### Problem
Restate verbatim the span of lines below between the line with "offerToReceive: Rewrite to" and the line with "is called with", including those two lines, and only that span.

### Record excerpts
================================

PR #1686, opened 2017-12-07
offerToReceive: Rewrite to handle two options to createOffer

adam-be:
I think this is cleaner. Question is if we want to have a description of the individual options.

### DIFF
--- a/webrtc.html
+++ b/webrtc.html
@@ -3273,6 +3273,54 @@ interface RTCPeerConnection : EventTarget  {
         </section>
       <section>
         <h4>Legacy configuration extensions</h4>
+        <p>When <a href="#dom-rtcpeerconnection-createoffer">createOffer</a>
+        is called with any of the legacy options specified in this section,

================================

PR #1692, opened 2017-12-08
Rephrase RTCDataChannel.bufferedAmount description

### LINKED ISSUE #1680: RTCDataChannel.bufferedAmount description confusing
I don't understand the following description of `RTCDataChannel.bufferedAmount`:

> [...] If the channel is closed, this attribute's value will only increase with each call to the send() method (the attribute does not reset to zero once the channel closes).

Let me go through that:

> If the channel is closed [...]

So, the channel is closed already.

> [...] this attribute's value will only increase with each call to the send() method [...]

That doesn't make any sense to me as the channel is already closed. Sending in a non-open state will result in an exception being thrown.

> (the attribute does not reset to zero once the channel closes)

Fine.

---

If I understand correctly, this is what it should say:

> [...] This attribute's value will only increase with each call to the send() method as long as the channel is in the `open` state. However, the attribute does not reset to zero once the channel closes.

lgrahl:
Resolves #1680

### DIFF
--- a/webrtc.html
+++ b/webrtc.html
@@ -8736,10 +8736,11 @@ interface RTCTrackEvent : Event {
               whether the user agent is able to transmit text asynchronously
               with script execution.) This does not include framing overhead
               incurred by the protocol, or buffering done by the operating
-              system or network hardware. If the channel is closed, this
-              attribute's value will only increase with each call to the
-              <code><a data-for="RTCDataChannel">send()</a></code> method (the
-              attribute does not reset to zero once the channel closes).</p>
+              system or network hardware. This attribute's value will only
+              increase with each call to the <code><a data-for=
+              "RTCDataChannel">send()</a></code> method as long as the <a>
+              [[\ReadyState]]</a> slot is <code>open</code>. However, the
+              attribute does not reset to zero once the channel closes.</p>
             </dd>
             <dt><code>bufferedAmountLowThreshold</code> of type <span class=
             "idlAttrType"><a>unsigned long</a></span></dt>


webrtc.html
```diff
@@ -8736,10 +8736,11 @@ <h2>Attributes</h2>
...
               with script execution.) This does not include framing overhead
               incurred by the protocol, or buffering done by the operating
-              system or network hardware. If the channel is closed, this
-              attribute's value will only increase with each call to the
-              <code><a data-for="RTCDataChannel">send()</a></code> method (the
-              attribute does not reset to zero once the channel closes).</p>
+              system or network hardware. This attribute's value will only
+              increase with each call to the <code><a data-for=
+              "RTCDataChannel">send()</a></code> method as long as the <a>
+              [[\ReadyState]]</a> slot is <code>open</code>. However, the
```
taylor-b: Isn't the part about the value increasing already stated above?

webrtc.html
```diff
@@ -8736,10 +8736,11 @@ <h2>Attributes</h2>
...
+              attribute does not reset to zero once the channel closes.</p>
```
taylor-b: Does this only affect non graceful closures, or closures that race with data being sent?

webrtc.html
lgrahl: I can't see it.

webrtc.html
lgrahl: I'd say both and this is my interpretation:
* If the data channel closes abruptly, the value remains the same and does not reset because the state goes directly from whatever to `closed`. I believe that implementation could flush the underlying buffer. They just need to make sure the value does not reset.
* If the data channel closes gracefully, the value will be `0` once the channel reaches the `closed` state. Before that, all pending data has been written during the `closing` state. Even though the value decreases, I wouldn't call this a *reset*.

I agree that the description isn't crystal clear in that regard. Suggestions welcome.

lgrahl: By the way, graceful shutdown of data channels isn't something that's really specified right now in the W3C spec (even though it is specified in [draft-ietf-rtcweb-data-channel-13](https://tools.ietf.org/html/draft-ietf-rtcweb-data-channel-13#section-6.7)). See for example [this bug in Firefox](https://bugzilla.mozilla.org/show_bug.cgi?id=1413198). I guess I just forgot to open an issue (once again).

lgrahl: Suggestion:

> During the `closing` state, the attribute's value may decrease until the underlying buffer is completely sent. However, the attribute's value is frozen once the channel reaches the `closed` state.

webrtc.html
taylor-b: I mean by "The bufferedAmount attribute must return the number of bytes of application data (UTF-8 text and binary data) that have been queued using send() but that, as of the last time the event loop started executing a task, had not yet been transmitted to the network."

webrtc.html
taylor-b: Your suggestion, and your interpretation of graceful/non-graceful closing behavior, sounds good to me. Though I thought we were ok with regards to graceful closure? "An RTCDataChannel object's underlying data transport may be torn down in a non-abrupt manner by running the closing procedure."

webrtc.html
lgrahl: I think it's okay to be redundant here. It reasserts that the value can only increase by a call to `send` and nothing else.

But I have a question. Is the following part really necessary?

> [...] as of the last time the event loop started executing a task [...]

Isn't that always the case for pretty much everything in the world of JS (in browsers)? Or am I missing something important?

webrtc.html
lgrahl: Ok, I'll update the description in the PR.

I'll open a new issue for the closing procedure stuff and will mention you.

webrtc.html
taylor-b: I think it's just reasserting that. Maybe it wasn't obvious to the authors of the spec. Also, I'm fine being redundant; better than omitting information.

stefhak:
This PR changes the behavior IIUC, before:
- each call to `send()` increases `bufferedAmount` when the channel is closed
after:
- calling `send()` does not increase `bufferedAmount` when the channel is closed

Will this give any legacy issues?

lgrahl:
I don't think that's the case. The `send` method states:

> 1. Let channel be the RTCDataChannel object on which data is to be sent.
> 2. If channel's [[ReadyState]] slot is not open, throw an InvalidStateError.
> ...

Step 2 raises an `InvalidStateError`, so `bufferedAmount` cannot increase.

================================

### Written response
offerToReceive: Rewrite to handle two options to createOffer

adam-be:
I think this is cleaner. Question is if we want to have a description of the individual options.

### DIFF
--- a/webrtc.html
+++ b/webrtc.html
@@ -3273,6 +3273,54 @@ interface RTCPeerConnection : EventTarget  {
         </section>
       <section>
         <h4>Legacy configuration extensions</h4>
+        <p>When <a href="#dom-rtcpeerconnection-createoffer">createOffer</a>
+        is called with any of the legacy options specified in this section,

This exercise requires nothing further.